(Listed entries Opens)

PR #2497, opened 2019-06-07
Transitions: Fix default sort order for starred

kevinrobinson:
https://github.com/studentinsights/studentinsights/pull/2491 tried to do this, but the sort direction was backwards.


kevinrobinson:
selfie

PR #2498, opened 2019-06-07
Transitions: Fix bug in which students are in scope for elementary transitions

kevinrobinson:
Fixes a bug in https://github.com/studentinsights/studentinsights/pull/2495 with the scoping for 5th > 6th grade students changing schools.


kevinrobinson:
selfie

PR #2499, opened 2019-06-07
My Students: Fix sort order for program

kevinrobinson:
Support sorting by program properly, since the "pretty" text isn't the same as the raw field value.


kevinrobinson:
selfie

PR #2501, opened 2019-06-07
Reader Profile: Moving parsing and segmenting IEP text to server

kevinrobinson:
# Who is this PR for?
K3 educators

This is still just experimental, but moving parsing of IEP text to the server to run better data quality audits on it.

# What does this PR do?
This is focused on just the dates first, but has experimental bits for the service grid and segmenting by sentences too.

# Checklists
+ [x] Reader profile


kevinrobinson:
selfie

PR #2502, opened 2019-06-11
Transitions: Add label to allow editing; fix bug with starred in edit dialog

kevinrobinson:
For 8th grade counseling team, allowing whitelisting for editing when needed.


kevinrobinson:
selfie

PR #2505, opened 2019-06-11
Transitions: Fix IE11 layout bug on dialog

kevinrobinson:
Fix layout styling bug for IE11 only, and write background colors as rgba.


kevinrobinson:
selfie

PR #2507, opened 2019-06-27
District admin: Export 'wide' students spreadsheet

kevinrobinson:
# Who is this PR for?
district admin

district admin doing other kinds of rostering for summer school that want to be able to work from data within Student Insights, but permission and authorization is different and idiosyncratic for different summer school programs

# What does this PR do?
Adds a districtwide export link for exporting a "wide" CSV with columns of data about students.  This isn't all data, but a good baseline for one-off rostering cases like this that aren't common or important enough to support directly.

Screen Shot 2019-06-27 at 9 59 45 AM

# Checklists
+ [x] School Overview
+ [x] District admin


kevinrobinson:
This bundles commits for fixing Ruby whitespace issues that were sitting on master.

In response to looking at a security vulnerability report in eslint, it turns out that the vulnerability is very low risk for the project.  Since we were a bit behind here, I decided to update eslint and related packages anyway, including updating code and tests to conform to new whitespace and special character rules.

PR #2509, opened 2019-06-27
Security: Add SECURITY.md with note about responsibile disclosure

kevinrobinson:
This adds a written security policy, linking to the security section in the privacy policy and adding a note for how to do do responsible disclosure.


kevinrobinson:
selfie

(Listed entries Closes)

#### What the task requires
Locate the word "order" in the records above, and return each line that has it.

#### Solution to this task
Transitions: Fix default sort order for starred
My Students: Fix sort order for program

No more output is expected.